Md Arifuzzaman, Iftekhar Ahmed, Md. Jalal Uddin Chowdhury, Shadman Sakib, Mohammad Shoaib Rahman, Md. Ebrahim Hossain and Shakib Absar
Adv. Artif. Intell. Mach. Learn., 5 (1):3425-3445
Md Arifuzzaman : Leading University Sylhet Bangladesh
Iftekhar Ahmed : Leading University Sylhet Bangladesh
Md. Jalal Uddin Chowdhury : Leading University Sylhet Bangladesh
Shadman Sakib : Department of Information Systems University of Maryland
Mohammad Shoaib Rahman : Leading University Sylhet Bangladesh
Md. Ebrahim Hossain : Leading University Sylhet Bangladesh
Shakib Absar : Leading University Sylhet Bangladesh
DOI: https://dx.doi.org/10.54364/AAIML.2025.51196
Article History: Received on: 10-Dec-24, Accepted on: 25-Mar-25, Published on: 24-Mar-25
Corresponding Author: Md Arifuzzaman
Email: arif_cse@lus.ac.bd
Citation: Md Arifuzzaman, Iftekhar Ahmed, Md. Jalal Uddin Chowdhury , Mohammad Shoaib Rahman, Md. Ebrahim Hossain, Apurbo Deb Nath , Shakib Absar. (2025). A Novel Ensemble-Based Deep Learning Model with Explainable AI for Accurate Kidney Disease Diagnosis.

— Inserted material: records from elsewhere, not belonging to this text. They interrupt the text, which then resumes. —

PR #388, opened 2023-07-27
Update webrick version

ddanielr:
Updating webrick version from 1.7.0  to latest version available.

### DIFF
--- a/Gemfile.lock
+++ b/Gemfile.lock
@@ -1,20 +1,21 @@
 GEM
   remote: https://rubygems.org/
   specs:
-    addressable (2.8.1)
+    addressable (2.8.4)
       public_suffix (>= 2.0.2, < 6.0)
     colorator (1.1.0)
-    concurrent-ruby (1.1.10)
+    concurrent-ruby (1.2.2)
     em-websocket (0.5.3)
       eventmachine (>= 0.12.9)
       http_parser.rb (~> 0)
     eventmachine (1.2.7)
     ffi (1.15.5)
     forwardable-extended (2.6.0)
+    google-protobuf (3.23.4-x86_64-linux)
     http_parser.rb (0.8.0)
-    i18n (1.12.0)
+    i18n (1.14.1)
       concurrent-ruby (~> 1.0)
-    jekyll (4.3.1)
+    jekyll (4.3.2)
       addressable (~> 2.4)
       colorator (~> 1.0)
       em-websocket (~> 0.5)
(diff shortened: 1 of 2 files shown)


DomGarguilo:
The changes in `Gemfile.lock` were created automatically, right? Also were you able to verify that things still work with these changes?

ctubbsii:
I'm not sure what webrick is even being used for. It was added in 4980f0d0519cdd02d17e5541f57590f093c8ee37 as part of an update by @jmark99 to use a JShell version of the tour, but I'm not sure what it's actually needed for.

I did a quick reset of my local ruby and gem installation and did a bundle install to ensure everything was updated, then I verified the generated differences were not significant. I did that commit in 17248a992b04e516d004e57ca16cbaad6ab5e628

Gemfile.lock
```diff
@@ -55,7 +55,7 @@ GEM
     rexml (3.2.6)
     rouge (4.1.2)
     safe_yaml (1.0.5)
-    sass-embedded (1.64.1-x86_64-linux-gnu)
+    sass-embedded (1.63.6-x86_64-linux-gnu)
```
ctubbsii, line 58: This looks like a downgrade. Probably just because you created this branch before I did the more recent `bundle update`.

ddanielr:
> The changes in `Gemfile.lock` were created automatically, right? Also were you able to verify that things still work with these changes?

yes they were created automatically once I updated the webrick version.
I was able to successfully build the containerized dev environment with no issues. I was then able to render and host the website files.

@ctubbsii I think it might be a dependency for Jekyll? 
To test this, I removed webrick from the Gemfile, deleted my Gemfile.lock file and then did a bundle install. 
The contents of the new Gemfile.lock still list webrick 1.8.1.

ctubbsii (commented):
After doing a general `bundle update`, webrick was updated to 1.8.1, the same version this was mandating. After resolving conflicts with this PR, I can see that there are no other substantial changes in this PR, so I think we can close it.

I verified that there were no substantial changes in the generated HTML output with the `bundle update` commit I added in 17248a992b04e516d004e57ca16cbaad6ab5e628.

The main thing that remains in this PR is setting the minimum resolved version to 1.8.1 instead of 1.7, but by using the syntax `~> 1.8.1` instead of `~> 1.8`, we'd be forcing it to stay on versions `< 1.9` instead of `< 2.0`, as it is now. I can't predict the future, so I don't know what those versions might eventually contain, so I can't really say which is better. But also, it doesn't really matter, because they both resolve to 1.8.1 right now, and that's locked in with the Gemfile.lock file. So, I don't think there's anything we need to keep from this PR and can close it.

In future, I recommend updating gems with `bundle update` when updating, rather than target specific gems to update. Also, if you know what webrick is actually doing for us, it'd be great to add that in a comment in the `Gemfile`. The jekyll ones are obvious, but this one is not.

ctubbsii:
Resolved in 17248a992b04e516d004e57ca16cbaad6ab5e628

Adv. Artif. Intell. Mach. Learn., 5 (1 ):3425-3445
Chronic kidney disease (CKD) represents a significant global health challenge characterized by a progressive decline in renal function, leading to the accumulation of waste products and disruptions in fluid balance within the body. Given its pervasive impact on public health, there is a pressing need for effective diagnostic tools to enable timely intervention. Our study delves into the application of cutting-edge transfer learning models for the early detection of CKD. We carefully test the performance of several cutting-edge models, such as EfficientNetV2, InceptionNetV2, MobileNetV2, and the Vision Transformer (ViT) technique, using a large dataset that is available to the public. Remarkably, our analysis demonstrates superior accuracy rates, surpassing the 90% threshold with MobileNetV2 and achieving 91.5% accuracy with ViT. Moreover, to enhance predictive capabilities further, we integrate these individual methodologies through ensemble modeling, resulting in our ensemble model exhibiting a remarkable 96% accuracy in the early detection of CKD. This significant advancement holds immense promise for improving clinical outcomes and underscores the critical role of machine learning in addressing complex medical challenges.